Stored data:

= = =

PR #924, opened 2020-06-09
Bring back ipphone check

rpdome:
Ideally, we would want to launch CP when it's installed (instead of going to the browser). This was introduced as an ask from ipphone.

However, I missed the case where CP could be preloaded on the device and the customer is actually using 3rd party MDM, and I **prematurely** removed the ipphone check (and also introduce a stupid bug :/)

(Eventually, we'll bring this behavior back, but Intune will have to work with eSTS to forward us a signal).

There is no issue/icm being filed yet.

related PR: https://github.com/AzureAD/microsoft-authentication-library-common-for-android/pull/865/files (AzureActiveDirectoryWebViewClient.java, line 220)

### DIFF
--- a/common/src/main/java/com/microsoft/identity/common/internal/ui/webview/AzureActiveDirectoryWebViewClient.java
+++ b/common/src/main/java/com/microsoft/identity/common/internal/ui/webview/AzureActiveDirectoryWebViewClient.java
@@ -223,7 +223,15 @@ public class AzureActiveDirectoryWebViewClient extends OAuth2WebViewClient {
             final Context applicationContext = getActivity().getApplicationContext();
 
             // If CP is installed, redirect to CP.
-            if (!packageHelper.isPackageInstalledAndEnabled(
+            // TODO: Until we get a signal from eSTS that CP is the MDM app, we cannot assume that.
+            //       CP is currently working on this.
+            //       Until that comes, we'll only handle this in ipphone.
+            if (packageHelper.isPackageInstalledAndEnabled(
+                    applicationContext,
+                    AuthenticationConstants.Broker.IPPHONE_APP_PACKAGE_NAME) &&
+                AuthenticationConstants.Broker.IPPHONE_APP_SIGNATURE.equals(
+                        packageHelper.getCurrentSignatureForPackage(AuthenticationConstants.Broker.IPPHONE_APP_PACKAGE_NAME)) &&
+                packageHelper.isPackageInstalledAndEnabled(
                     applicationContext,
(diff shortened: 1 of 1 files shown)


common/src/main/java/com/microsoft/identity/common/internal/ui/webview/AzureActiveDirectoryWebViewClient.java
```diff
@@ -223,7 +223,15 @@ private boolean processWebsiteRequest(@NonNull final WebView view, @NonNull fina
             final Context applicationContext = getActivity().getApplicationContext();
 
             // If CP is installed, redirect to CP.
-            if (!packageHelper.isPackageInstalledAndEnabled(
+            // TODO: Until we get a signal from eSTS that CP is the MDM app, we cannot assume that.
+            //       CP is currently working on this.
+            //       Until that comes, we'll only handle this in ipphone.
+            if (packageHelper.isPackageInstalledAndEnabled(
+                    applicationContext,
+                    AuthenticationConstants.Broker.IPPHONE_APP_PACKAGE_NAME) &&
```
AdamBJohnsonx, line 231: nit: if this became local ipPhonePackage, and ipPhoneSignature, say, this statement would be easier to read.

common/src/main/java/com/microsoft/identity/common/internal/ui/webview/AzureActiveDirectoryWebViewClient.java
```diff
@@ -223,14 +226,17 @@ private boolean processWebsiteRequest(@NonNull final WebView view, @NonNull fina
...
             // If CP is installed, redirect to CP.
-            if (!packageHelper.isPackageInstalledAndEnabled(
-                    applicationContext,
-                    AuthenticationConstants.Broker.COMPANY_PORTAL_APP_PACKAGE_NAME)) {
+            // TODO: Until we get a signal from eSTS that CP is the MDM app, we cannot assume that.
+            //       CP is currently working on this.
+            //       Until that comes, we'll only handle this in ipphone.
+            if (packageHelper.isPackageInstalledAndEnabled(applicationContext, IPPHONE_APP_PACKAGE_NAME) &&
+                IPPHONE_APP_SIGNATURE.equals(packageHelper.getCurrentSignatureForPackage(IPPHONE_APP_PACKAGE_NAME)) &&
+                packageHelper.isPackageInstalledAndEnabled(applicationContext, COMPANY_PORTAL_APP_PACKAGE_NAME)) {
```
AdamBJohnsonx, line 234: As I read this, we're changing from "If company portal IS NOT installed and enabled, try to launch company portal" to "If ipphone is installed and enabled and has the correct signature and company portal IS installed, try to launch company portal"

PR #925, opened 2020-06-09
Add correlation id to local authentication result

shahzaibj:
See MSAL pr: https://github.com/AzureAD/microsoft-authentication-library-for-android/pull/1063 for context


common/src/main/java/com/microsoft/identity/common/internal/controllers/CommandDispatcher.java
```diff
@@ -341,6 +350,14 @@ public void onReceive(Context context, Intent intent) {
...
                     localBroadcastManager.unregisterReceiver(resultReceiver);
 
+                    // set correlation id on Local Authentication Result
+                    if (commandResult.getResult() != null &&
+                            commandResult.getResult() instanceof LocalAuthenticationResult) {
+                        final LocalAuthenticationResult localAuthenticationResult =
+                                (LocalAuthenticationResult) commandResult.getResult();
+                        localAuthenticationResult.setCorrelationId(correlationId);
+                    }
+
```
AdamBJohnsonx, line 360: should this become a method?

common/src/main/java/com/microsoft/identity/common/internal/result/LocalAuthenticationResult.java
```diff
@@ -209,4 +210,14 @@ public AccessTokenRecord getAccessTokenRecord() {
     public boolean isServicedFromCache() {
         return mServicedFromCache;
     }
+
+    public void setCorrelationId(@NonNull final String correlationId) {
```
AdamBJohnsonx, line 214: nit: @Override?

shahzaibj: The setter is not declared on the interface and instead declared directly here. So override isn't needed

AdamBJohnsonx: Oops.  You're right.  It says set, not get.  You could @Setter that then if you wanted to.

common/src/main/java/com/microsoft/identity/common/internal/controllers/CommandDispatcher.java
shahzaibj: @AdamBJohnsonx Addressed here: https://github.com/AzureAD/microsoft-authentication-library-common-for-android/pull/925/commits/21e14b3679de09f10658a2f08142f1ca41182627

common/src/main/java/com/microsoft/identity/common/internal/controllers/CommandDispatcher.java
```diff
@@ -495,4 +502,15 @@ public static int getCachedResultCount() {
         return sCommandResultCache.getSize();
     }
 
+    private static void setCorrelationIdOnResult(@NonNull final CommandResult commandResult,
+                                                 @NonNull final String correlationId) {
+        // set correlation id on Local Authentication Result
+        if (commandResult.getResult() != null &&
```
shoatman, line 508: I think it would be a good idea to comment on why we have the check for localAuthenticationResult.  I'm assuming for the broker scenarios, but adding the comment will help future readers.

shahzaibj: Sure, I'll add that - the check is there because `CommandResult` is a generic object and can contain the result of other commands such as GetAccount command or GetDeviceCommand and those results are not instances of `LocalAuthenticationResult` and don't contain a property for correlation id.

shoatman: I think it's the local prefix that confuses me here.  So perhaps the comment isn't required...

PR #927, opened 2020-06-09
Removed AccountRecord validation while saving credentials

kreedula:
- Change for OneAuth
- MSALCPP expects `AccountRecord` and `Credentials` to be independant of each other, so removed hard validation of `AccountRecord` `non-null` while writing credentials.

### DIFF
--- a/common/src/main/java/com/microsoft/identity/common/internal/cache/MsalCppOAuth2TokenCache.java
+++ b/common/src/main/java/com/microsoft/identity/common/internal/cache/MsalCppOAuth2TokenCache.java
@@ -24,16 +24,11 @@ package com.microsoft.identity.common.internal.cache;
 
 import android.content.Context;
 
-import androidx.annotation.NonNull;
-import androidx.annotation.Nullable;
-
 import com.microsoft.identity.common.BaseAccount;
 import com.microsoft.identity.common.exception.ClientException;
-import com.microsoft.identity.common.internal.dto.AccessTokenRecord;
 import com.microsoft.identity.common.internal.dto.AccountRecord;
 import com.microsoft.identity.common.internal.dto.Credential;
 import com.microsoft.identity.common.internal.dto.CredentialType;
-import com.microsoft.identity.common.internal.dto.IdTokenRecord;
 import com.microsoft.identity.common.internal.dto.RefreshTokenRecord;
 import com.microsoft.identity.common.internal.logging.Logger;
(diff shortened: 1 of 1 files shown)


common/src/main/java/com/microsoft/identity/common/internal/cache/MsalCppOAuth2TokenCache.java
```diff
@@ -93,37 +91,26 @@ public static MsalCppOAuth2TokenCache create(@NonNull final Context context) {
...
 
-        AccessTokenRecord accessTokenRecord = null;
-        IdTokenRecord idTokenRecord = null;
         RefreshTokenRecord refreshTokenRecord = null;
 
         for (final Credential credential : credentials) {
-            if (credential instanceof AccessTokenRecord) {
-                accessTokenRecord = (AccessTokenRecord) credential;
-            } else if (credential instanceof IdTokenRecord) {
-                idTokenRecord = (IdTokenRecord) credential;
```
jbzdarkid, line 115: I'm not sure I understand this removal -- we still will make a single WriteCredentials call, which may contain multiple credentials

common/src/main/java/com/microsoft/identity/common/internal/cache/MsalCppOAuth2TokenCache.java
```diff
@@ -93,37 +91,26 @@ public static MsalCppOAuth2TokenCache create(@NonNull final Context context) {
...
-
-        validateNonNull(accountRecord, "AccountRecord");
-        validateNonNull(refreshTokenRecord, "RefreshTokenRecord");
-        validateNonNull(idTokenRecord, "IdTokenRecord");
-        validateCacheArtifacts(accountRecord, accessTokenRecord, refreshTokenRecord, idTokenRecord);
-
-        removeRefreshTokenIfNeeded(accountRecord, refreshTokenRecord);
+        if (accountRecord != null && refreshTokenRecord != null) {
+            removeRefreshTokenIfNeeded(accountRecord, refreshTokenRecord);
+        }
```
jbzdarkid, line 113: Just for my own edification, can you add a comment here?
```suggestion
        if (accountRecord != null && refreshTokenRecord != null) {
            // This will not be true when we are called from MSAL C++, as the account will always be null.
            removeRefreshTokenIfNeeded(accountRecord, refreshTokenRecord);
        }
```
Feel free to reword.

= = =

Go through the records and pull out each line that includes the word "return".

## Exercise result
         return mServicedFromCache;
         return sCommandResultCache.getSize();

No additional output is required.